---------- Input records ----------

PR #446, opened 2023-11-27
feat(deps): update to Vite 5

mkilpatrick:
Upgrades to Rollup 4 as well, which is a requirement for Vite 5.

We now expose Vite as a peerDependency where both Vite 4 and 5 are supported.

### DIFF
--- a/packages/pages/src/util/processEnvVariables.ts
+++ b/packages/pages/src/util/processEnvVariables.ts
@@ -12,7 +12,7 @@ export const processEnvVariables = (
 ): Record<string, string> => {
   const mode = process.env.NODE_ENV || "development";
 
-  // If we're development return all env var keys, otherwise use Vite's default
+  // If we're in development return all env var keys, otherwise use Vite's default
   // way of loading env vars in prod.
   // For prod, only public env vars are loaded since they are statically replaced in code.
   // Cog makes the non-public env vars available as global vars in the Deno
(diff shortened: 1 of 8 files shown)


asanehisa (dismissed):

packages/pages/src/util/processEnvVariables.ts
```diff
@@ -21,10 +21,43 @@ export const processEnvVariables = (
...
+      // The define key "BASH_FUNC_protosearch%%" must be a valid identifier
+      .filter(([env]) => isIdentifier(env))
       // The value must be stringified: https://vitejs.dev/config/shared-options.html#define
       .map(([key, value]) => [key, JSON.stringify(value)])
   );
 };
+
+const startRunes = "_$abcdefghijklmnopqrstuvwxyzABCDEFGHIJKLMNOPQRSTUVWXYZ";
+const continueRunes =
+  "_$0123456789abcdefghijklmnopqrstuvwxyzABCDEFGHIJKLMNOPQRSTUVWXYZ";
```
asanehisa, line 38: will these change? if not, enums?

mkilpatrick: They won't change. It's easier to have a list of strings to do an includes check than it is to define all as enums and switch case on them.

asanehisa (approved):

asanehisa (approved):
Lgtm! Just odd tests not running haha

----------

Please transcribe the lines from the one containing "mkilpatrick: They won't" through the last line of the records. Include both ends and nothing else.

mkilpatrick: They won't change. It's easier to have a list of strings to do an includes check than it is to define all as enums and switch case on them.

asanehisa (approved):

asanehisa (approved):
Lgtm! Just odd tests not running haha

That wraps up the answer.